# infrared beacon



## davidcheca

quisiera saber como puedo traducir BACON en este contexto

*The preferences for public transport based on infrared bacons and wireless communication will be deployed.*
 

*Las preferencias por el transporte público basado en los bacons infrarrojos y comunicación inalámbrica serán utilizadas. *
 
*Neceito su ayuda porque el único significado que encontre de bacon es TOCINO. y no creo que sea eso*
 
*Gracias*


----------



## ayudame

"Bacons" is a typo. The phrase should be infrared _beacons_. Unfortunately, I'm not sure how to translate it--maybe "almenara." If you post again with the word "beacons" though, someone should be able to help you.


----------



## akakus

Rayos. Rayos infrarrojos. Mejor, pero menos literal sería "señales infrarrojas".


----------



## Daddyo

Transmisiones infrarrojas. O si solo son marcadores para delimitar alguna zona, balizas.


----------



## Quimber

Beacon se que tiene varias definiciones, En nautica  son las señales o mejor las "haces" de luz que emiten los faros.
Tambien en nautica, los destellos de luz que se envian entre barcos para mensajes morse.

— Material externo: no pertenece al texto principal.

PR #1829, opened 2025-10-21
chore(membership): Membership in da services

bacv:

Update sdp ledger with the declarations from genesis transaction. Broadcast genesis state (or any loaded state) when cryptarchia is initialized. DA network service subscribes to `broadcast-service` for session updates. Testcases updated to construct genesis transaction according to the node configuration.

Yes, preparation to remove membership service and get all session related information from nomos ledger.

@bacv @zeegomo 

Yes

N/A

## Checklist

* [x] 2. Description added.

### DIFF
--- a/nomos-services/chain/chain-service/src/lib.rs
+++ b/nomos-services/chain/chain-service/src/lib.rs
@@ -611,6 +611,7 @@ where
         wait_until_services_are_ready!(
             &self.service_resources_handle.overwatch_handle,
             Some(Duration::from_secs(60)),
+            BlockBroadcastService<_>,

Asi que me decanto por los "haces" que lanza un emisor de
frecuencia, o los rayos de un laser, haz magnetico, etc

Rayo o deteccion infra-roja parece lo mas correcto.


----------



## Cubanboy

¿Y a qué esfera se refiere tu contexto?


A priori:

baliza infrarroja.


----------



## Quimber

Baliza señalizadora tambien es correcto, pero no en este contexto.

El contexto aquí, es la emision de un rayo, sea optico, luminoso, magnetico, _*infrarojo*_, etc


----------



## codina

¿Qué opinan de *emisores infrarrojos*?


----------



## Quimber

Tambien Beacon significa destello "The sky is filled with beacon stars"
Tambien figuradamente "fulgor"
"In your eyes it reflects the beacon of the stars".... que poetico, ¿no?  

para estos casos se podrian usar los sinonimos: glitter, glow, brightness...
pero no se pueden utilizar en el sentido de emision de señales, que era el
objeto del post.


----------



## icerob

Tocinos infrarrojos, es decir, que no están bien fritos y están más bien descoloridos.

O bien, *balizas infrarrojas*, como dijo cubanboy. Las balizas son, precisamente, instrumentos para mandar señales, en este caso, en la frecuencia infrarroja de luz (?)


----------



## Jom

Hola:

Estoy de acuerdo con balizas infrarrojas. Beacon, en ambientes de radio transmisores también lo he visto traducir como piloto (frecuencia o señal  piloto).


----------